Stattdessen hatte sie sich von ihrer schlechten Laune leiten lassen. Stattdessen hatte sie egoistisch reagiert und ihn angeschnauzt.
Sie setzte sich auf. An seinem Gesichtsausdruck konnte sie erkennen, wie verletzt er war. Gerne hätte sie ihre Worte zurückgenommen und ihm gesagt, dass es ihr leidtat, aber sie war schlichtweg überfordert. Irgendwie schaffte sie es nicht, den Mund aufzumachen.
Still stand Sam auf, verließ den Raum und schloss leise die Tür hinter sich.
Du blöde Kuh, dachte sie. Du bist so eine Idiotin. Warum musst du ihn genauso behandeln, wie Mom dich behandelt?

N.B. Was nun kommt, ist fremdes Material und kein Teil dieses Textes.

PR #760, opened 2021-09-02
Feature/bond blockstamp

neacsu:
This will be made into a PR once the following are merged:

- [x] https://github.com/nymtech/nym/pull/757
- [x] https://github.com/nymtech/nym/pull/759

### DIFF
--- a/contracts/mixnet/src/storage.rs
+++ b/contracts/mixnet/src/storage.rs
@@ -567,6 +567,62 @@ mod tests {
         }
 
         #[test]
+        fn when_there_is_a_single_delegation_depending_on_blockstamp() {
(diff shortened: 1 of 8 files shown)


contracts/mixnet/src/storage.rs
```diff
@@ -193,11 +195,14 @@ pub(crate) fn increase_mix_delegated_stakes(
         );
 
         // and for each of them increase the stake proportionally to the reward
+        // if they have delegated for long enough
```
durch: I'd add a more verbose explanation for `long enough`, something along the lines, "At least N blocks have been created since they've delegated"

durch (approved):
Just a tiny docs nit.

Sie legte sich zurück und starrte wieder an die Decke. Auf einmal begriff sie, dass es noch einen anderen Grund für ihre barsche Reaktion gab. Er hatte ihren Gedankengang unterbrochen, und das genau zu dem Zeitpunkt, als sie zu den schlechten Dingen kam. Eine dunkle Erinnerung war ihr durch den Kopf geschossen, und Sam war dazwischengekommen, bevor sie den Gedanken hatte festhalten können.
Es ging um den Exfreund ihrer Mom. Am vorvorletzten Wohnort. Zu der Zeit hatte Mom tatsächlich glücklich gewirkt, ein einziges Mal. Frank. Fünfzig. Klein, untersetzt, beginnende Glatze. Er roch immer nach billigem Rasierwasser. Damals war Caitlin sechzehn gewesen.

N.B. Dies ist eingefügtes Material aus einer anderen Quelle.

PR #766, opened 2021-09-06
Feature/consumable bandwidth

neacsu:


durch (approved):
Looks good, something I'm wondering in general is how we will defend against double spend, and related to that what counts as spend, presenting the credential to the gateway or spending all the bandwidth. In the later case we need a way of keeping track of bandwidth available for a given credential globally. Keeping it in the gateway is simpler but it also limits consumers to only spending the credential with a single gateway. cc @futurechimp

Sie hatte in der winzigen Waschküche gestanden und ihre Wäsche zusammengelegt, als plötzlich Frank in der Tür auftauchte. Er war ein ekliger Typ, ständig starrte er sie an. Er hob ein Unterhöschen von ihr auf und hielt es grinsend hoch. Sie spürte, wie ihr vor Verlegenheit und Zorn das Blut ins Gesicht schoss.
»Das hast du fallen lassen«, meinte er, und sein Grinsen wurde noch breiter. Sie riss ihm ihre Unterwäsche aus der Hand.

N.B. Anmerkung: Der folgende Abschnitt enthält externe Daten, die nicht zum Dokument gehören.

PR #767, opened 2021-09-06
remove alert

fmtabbara:
I've removed the alert and also made a reusable component called `AppAlert` that we can drop in to the app if we want to display any alerts in the future. 

API for the component - 

```
<AppAlert 
   title=<string>
   message=<string> 
   severity=<info | error | warning | success 
/>
```


Aid19801 (approved):
Approved on basis, presentational component, can see no issues.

»Was willst du?«, fuhr sie ihn an.
»Redet man so mit seinem neuen Stiefvater?«
Er machte einen halben Schritt auf sie zu.
»Du bist nicht mein Stiefvater.«
»Aber ich werde es sein – und zwar bald.«
Sie versuchte, sich wieder auf die Wäsche zu konzentrieren, aber er kam noch näher. Zu nahe. Ihr Herz schlug heftig.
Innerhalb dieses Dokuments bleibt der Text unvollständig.